### YOUR GOAL
The lines from the start of the data through the line containing "Actuator was still" are to be reproduced exactly, both ends included.

[Entries taken from a collection]
·····
PR #253, opened 2018-06-07
Fix master machine security groups and add AWS actuator create tests.

dgoodwin:
Actuator was still assuming all machines it created were nodes, and not assigning correct security groups for masters.

Split all our AWS client use into a wrapper object for testing purposes. Added mocks and unit tests for both the security groups, and the AWS actuator CreateMachine function. Will follow up with Update and Delete tests.


pkg/clusterapi/aws/actuator.go
```diff
@@ -542,3 +529,28 @@ func getBootstrapKubeconfig() (string, error) {
...
+	if !isMaster && !isInfra {
+		groupNames = append(groupNames, aws.String(vpcName+"_compute"))
+		groupNames = append(groupNames, aws.String(vpcName+"_compute_k8s"))
+	}
+
+	sgNameFilter := "group-name"
+	describeSecurityGroupsInput := ec2.DescribeSecurityGroupsInput{
+		Filters: []*ec2.Filter{
+			{Name: aws.String("vpc-id"), Values: []*string{&vpcID}},
+			{Name: &sgNameFilter, Values: groupNames},
```
staebler: For consistency with the rest of the function, use `aws.String("group-name")` here.

pkg/clusterapi/aws/actuator.go
```diff
@@ -542,3 +529,28 @@ func getBootstrapKubeconfig() (string, error) {
...
+		groupNames = append(groupNames, aws.String(vpcName+"_infra"))
+		groupNames = append(groupNames, aws.String(vpcName+"_infra_k8s"))
+	}
+	if !isMaster && !isInfra {
+		groupNames = append(groupNames, aws.String(vpcName+"_compute"))
+		groupNames = append(groupNames, aws.String(vpcName+"_compute_k8s"))
+	}
+
+	sgNameFilter := "group-name"
+	describeSecurityGroupsInput := ec2.DescribeSecurityGroupsInput{
```
staebler: Return here rather than storing in a temporary variable first.

pkg/clusterapi/aws/actuator_test.go
```diff
@@ -0,0 +1,338 @@
...
+		},
+		{
+			name:               "compute",
+			expectedGroupNames: []string{"cn", "cn_compute", "cn_compute_k8s"},
+		},
+	}
+	for _, tc := range cases {
+		t.Run(tc.name, func(t *testing.T) {
+			input := buildDescribeSecurityGroupsInput("", "cn", tc.isMaster, tc.isInfra)
+			assert.Equal(t, len(tc.expectedGroupNames), len(input.Filters[1].Values))
```
staebler: Is the order of the filters important? Is this testing an implementation detail that the second filter is applied to the group name?

pkg/clusterapi/aws/actuator_test.go
```diff
@@ -0,0 +1,338 @@
...
+			for i, sgn := range input.Filters[1].Values {
+				assert.Equal(t, tc.expectedGroupNames[i], *sgn)
```
staebler: Same thing here with the test requiring that the group names be in the filter in a specific order.

pkg/clusterapi/aws/actuator_test.go
```diff
@@ -0,0 +1,338 @@
...
+	mockAWSClient.EXPECT().DescribeSubnets(&input).Return(&output, nil)
+}
+
+func addDescribeSecurityGroupsMock(mockAWSClient *MockAWSClient, vpcID, vpcName string, isMaster, isInfra bool) {
+	// Using the input builder from the production code. Behavior of this function is tested separately.
+	input := buildDescribeSecurityGroupsInput(vpcID, vpcName, isMaster, isInfra)
+	output := ec2.DescribeSecurityGroupsOutput{
+		SecurityGroups: []*ec2.SecurityGroup{},
+	}
+	// Using the explicit index where we store our name filters, may want to search for it if this
```
staebler: As noted in previous comments from earlier in the file, I think we should search explicitly for the group-name filters. I don't think that the amount of effort required justifies the fragility,

pkg/clusterapi/aws/actuator_test.go
```diff
@@ -0,0 +1,338 @@
...
+				Namespace: testClusterVerNS,
+			},
+		},
+	}
+	return clusterDeployment
+}
+
+func testCluster() *capiv1.Cluster {
+	clusterDeployment := testClusterDeployment()
+	cluster, _ := clusterdeployment.BuildCluster(clusterDeployment)
```
staebler: Don't swallow this error. Pass in the `*testing.T` and fail the test if the cluster cannot be built.

staebler: I don't like creating a cluster indirectly from a clusterdeployment for these tests. I don't think that it's any more difficult to create the cluster directly, and then it removes a possible layer of complication when analysing why a test is failing. In the end, I expect that the `ProviderConfig` in cluster is going to be pretty lean, where the test will be filling out a lot more in clusterdeployment than it would if creating a cluster directly.

If you are going to use `BuildCluster`, move it to a more centrally accessible location rather than leaving it in the package of the clusterdeployment controller.

pkg/clusterapi/aws/client.go
```diff
@@ -0,0 +1,115 @@
...
+	DescribeSubnets(*ec2.DescribeSubnetsInput) (*ec2.DescribeSubnetsOutput, error)
+	DescribeSecurityGroups(*ec2.DescribeSecurityGroupsInput) (*ec2.DescribeSecurityGroupsOutput, error)
+	RunInstances(*ec2.RunInstancesInput) (*ec2.Reservation, error)
+	DescribeInstances(*ec2.DescribeInstancesInput) (*ec2.DescribeInstancesOutput, error)
+	TerminateInstances(*ec2.TerminateInstancesInput) (*ec2.TerminateInstancesOutput, error)
+
+	RegisterInstancesWithLoadBalancer(*elb.RegisterInstancesWithLoadBalancerInput) (*elb.RegisterInstancesWithLoadBalancerOutput, error)
+}
+
+type RealAWSClient struct {
```
staebler: Does this need to be an exported type?

pkg/clusterapi/aws/client.go
```diff
@@ -0,0 +1,115 @@
...
+
+	RegisterInstancesWithLoadBalancer(*elb.RegisterInstancesWithLoadBalancerInput) (*elb.RegisterInstancesWithLoadBalancerOutput, error)
+}
+
+type awsClient struct {
+	ec2Client ec2iface.EC2API
+	elbClient elbiface.ELBAPI
+}
+
+func (c awsClient) DescribeImages(input *ec2.DescribeImagesInput) (*ec2.DescribeImagesOutput, error) {
```
staebler: It doesn't matter much in this case since the struct is small, but it's usually better to use a pointer receiver (i.e., `c *awsClient` instead of `c awsClient`).

pkg/clusterapi/aws/client.go
```diff
@@ -0,0 +1,115 @@
...
+
+func (c awsClient) RegisterInstancesWithLoadBalancer(input *elb.RegisterInstancesWithLoadBalancerInput) (*elb.RegisterInstancesWithLoadBalancerOutput, error) {
+	return c.elbClient.RegisterInstancesWithLoadBalancer(input)
+}
+
+// NewAWSClient creates our client wrapper object for the actual AWS clients we use.
+// For authentication the underlying clients will use either the cluster AWS credentials
+// secret if defined (i.e. in the root cluster),
+// otherwise the IAM profile of the master where the actuator will run. (target clusters)
+func NewAWSClient(kubeClient kubernetes.Interface, mSpec *cov1.MachineSetSpec, namespace, region string) (Client, error) {
```
staebler: s/NewAWSClient/NewClient/, unless you are going to use awsClient as the return type.

pkg/clusterapi/aws/actuator_test.go
dgoodwin: I'm a bit torn on this one, I considered it at the time and just tried doing up a patch for it but it just doesn't feel right, we need a ClusterDeployment for the ProviderConfig right now either way, it feels wrong to duplicate what BuildCluster does and introduce more room for deviations when the logic is right there and easily accessible. We can evolve what it means to convert a ClusterDeployment to a capi.Cluster over time with less mass test updates. I can see how it's another thing to debug if something goes wrong, but with the requirement on a ClusterDeployment for the provider config anyhow right now, this seems like the lesser to me. If this is reasonable I'd like to keep re-using, and more the function somewhere more suitable.

dgoodwin:
All feedback addressed, left the BuildCluster change as a separate commit just in case.

pkg/clusterapi/aws/actuator_test.go
staebler: That's fine. I would like in the very near future to create separate types for the ProviderConfig in Cluster and Machine. My concern is that if this test is using `BuildCluster` now, then it always will, even after Cluster ProviderConfig is no longer taking a ClusterDeploymentSpec. But that's not terrible anyway.

pkg/clusterapi/aws/actuator_test.go
```diff
@@ -0,0 +1,351 @@
...
+		},
+	}
+	for _, tc := range cases {
+		t.Run(tc.name, func(t *testing.T) {
+			input := buildDescribeSecurityGroupsInput("", "cn", tc.isMaster, tc.isInfra)
+			groupNamesFilter, err := findFilter(input.Filters, "group-name")
+			if assert.NoError(t, err) {
+				assert.Equal(t, len(tc.expectedGroupNames), len(groupNamesFilter.Values))
+				for i, sgn := range groupNamesFilter.Values {
+					assert.Equal(t, tc.expectedGroupNames[i], *sgn)
```
staebler: This is still requiring that the groups are in a particular order. I recommend creating a `[]string` from `groupNamesFilter.Values` and then simply calling `assert.ElementsMatch`.

pkg/clusterapi/aws/actuator_test.go
```diff
@@ -0,0 +1,351 @@
...
+			expectedGroupNames: []string{"cn", "cn_infra", "cn_infra_k8s"},
+		},
+		{
+			name:               "compute",
+			expectedGroupNames: []string{"cn", "cn_compute", "cn_compute_k8s"},
+		},
+	}
+	for _, tc := range cases {
+		t.Run(tc.name, func(t *testing.T) {
+			input := buildDescribeSecurityGroupsInput("", "cn", tc.isMaster, tc.isInfra)
```
staebler: Also, why does this test not verify that the "vpc-id" filter exists and is valid and that there are no other filters?

dgoodwin:
OK that one was weird. Mock failures, not expecting calls that it should be suddenly, passing locally.

/retest

dgoodwin:
Will incorporate these in next one, already working on update tests, thanks!

dgoodwin:
This actually exposed a pretty nasty bug, we were leaking root CO bootstrap kubeconfigs to the target cluster masters. All user data looks to be only relevant for nodes, so this step is now skipped for all masters with tests to verify. Moved user data generation to a function passed to actuator. Also fixed the two test improvements from last comment.

dgoodwin:
/hold

Investigating if masters should get any user data at all, it appears to work without but https://github.com/openshift/openshift-ansible/blob/master/roles/openshift_aws/templates/user_data.j2 indicates that Kenny's work was adding a minimal user data for masters.

dgoodwin:
/hold cancel

Should be good to go now.

pkg/clusterapi/aws/actuator_test.go
```diff
@@ -187,10 +187,20 @@ func TestCreateMachine(t *testing.T) {
 			actuator.clientBuilder = func(kubeClient kubernetes.Interface, mSpec *clustopv1.MachineSetSpec, namespace, region string) (Client, error) {
 				return mockAWSClient, nil
 			}
+			var userDataGeneratorCalled bool
```
staebler: `userDataGeneratorCalled := false` instead of implicitly relying on false being the default.

pkg/clusterapi/aws/actuator.go
```diff
@@ -507,30 +500,70 @@ write_files:
   owner: 'root:root'
   permissions: '0640'
   content: |
-    openshift_group_type: %[1]s
+    openshift_group_type: {{ .NodeType }}{{ if .IsNode }}
```
staebler: For the sake of readability, but the control statements on separate lines.

For example, put the `{{ if .IsNode }}` on a separate line and use `{{- if .IsNode }}` to strip out the whitespace to the left.

dgoodwin: Ooo that's a nice tip thanks.

dgoodwin:
Updated.

pkg/clusterapi/aws/actuator.go
```diff
@@ -507,30 +500,73 @@ write_files:
...
 - path: /etc/origin/node/bootstrap.kubeconfig
   owner: 'root:root'
   permissions: '0640'
   encoding: b64
-  content: %[2]s
+  content: {{ .BootstrapKubeconfig }}
+{{- end }}
 runcmd:
 - [ ansible-playbook, /root/openshift_bootstrap/bootstrap.yml]
+{{ if .IsNode -}}
```
staebler: You really want this to strip the whitespace from the left instead of the right. It doesn't impact the result here, but it would make a big difference if the next line starts with spaces or tabs.

pkg/clusterapi/aws/actuator.go
```diff
@@ -507,30 +500,73 @@ write_files:
...
 - [ systemctl, restart, systemd-hostnamed]
 - [ systemctl, restart, NetworkManager]
 - [ systemctl, enable, origin-node]
 - [ systemctl, start, origin-node]
-`
+{{ end }}`
```
staebler: For consistency, you should strip whitespace from the left for this one, too. If you want to keep the newline that existed before, then move the tick to the next line.

dgoodwin:
Updated the whitespace trimming.

PR #255, opened 2018-06-08
Use clusterID instead of name for identifying the cluster in the cloud.

staebler:
* Set a unique cluster ID when the clusterdeployment is created.
* Trim the elb names down to a cap of 32 characters.

If https://github.com/kubernetes-sigs/cluster-api/pull/288 is accepted, then the endings of the elb names can be shrunk down a few characters to make room for a longer portion of the cluster name in the elb.


dgoodwin:
Creating a cluster deployment will generate a cluster ID like "dgoodwin-7m78k", and use this in the names for ELBs. This will allow for multiple namespaces to use the same name for a cluster deployment without conflicting. Presumably we use this for DNS names as well, does this sound ok to you @twiest @joelddiaz ?

pkg/ansible/generate_test.go
```diff
@@ -106,11 +108,28 @@ func TestGenerateClusterWideVars(t *testing.T) {
...
+			clusterSpec:    testClusterSpec(),
+			infraSize:      2,
+			clusterVersion: testClusterVersion(),
+			shouldInclude: []string{
+				"openshift_aws_clusterid: 012345678901234567890123456789-abcde",
+				"openshift_aws_elb_master_external_name: 0123456789-abcde-master-external",
+				"openshift_aws_elb_master_internal_name: 0123456789-abcde-master-internal",
+				"openshift_aws_elb_infra_name: 0123456789-abcde-infra",
+				// TODO: Use these instead when the ansible playbook is updated to support it.
+				// "openshift_aws_elb_master_external_name: 0123456789012345678-abcde-cp-ext",
```
dgoodwin: Whats the issue with the ansible playbook, and is that in progress or something we need to request or add to get done?

twiest:
@dgoodwin I'm fine with that scheme. Yes, the clusterid is used as part of DNS, and that DNS also has a random "shard id", so we will have multiple random parts of the name.

So, for instance, the wildcard DNS entry for a cluster might be:
*.dgoodwin-7m78k.4c9d.openshift.com

We need the random router shard as OpenShift dedicated clusters can (and many do) have multiple router shards.

Also, please note that ELBs have a maximum of [32 characters](https://docs.aws.amazon.com/elasticloadbalancing/latest/APIReference/API_CreateLoadBalancer.html) that can be used for the name, so we need to ensure that the entire clusterid is less than that.

pkg/clusterapi/aws/actuator.go
```diff
@@ -492,9 +492,12 @@ func (a *Actuator) updateStatus(machine *clusterv1.Machine, instance *ec2.Instan
...
 
-func getClusterID(machine *clusterv1.Machine) (string, bool) {
-	clusterID, ok := machine.Labels[cov1.ClusterNameLabel]
-	return clusterID, ok
+func getClusterID(machine *clusterv1.Machine) (string, error) {
+	coMachineSetSpec, err := controller.MachineSetSpecFromClusterAPIMachineSpec(&machine.Spec)
+	if err != nil {
+		return "", err
+	}
+	return coMachineSetSpec.ClusterID, nil
```
dgoodwin: This appears broken as the cluster ID on the machine's provider config is an empty string. This is causing the get runinng instances to find nothing and infinitely create vms, until we hit the account limit.

pkg/ansible/generate_test.go
staebler: There is a pending PR that is approved but waiting for the 3.10 branch.

staebler:
> Also, please note that ELBs have a maximum of 32 characters that can be used for the name, so we need to ensure that the entire clusterid + shard name is less than that.

@twiest We are not currently including the shard name in the ELB name. I am limiting the ELB name to 32 characters, however. In cases where the ELB name would be too long, the cluster name portion of the ELB name is truncated.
·····
### EXERCISE RESPONSE
PR #253, opened 2018-06-07
Fix master machine security groups and add AWS actuator create tests.

dgoodwin:
Actuator was still assuming all machines it created were nodes, and not assigning correct security groups for masters.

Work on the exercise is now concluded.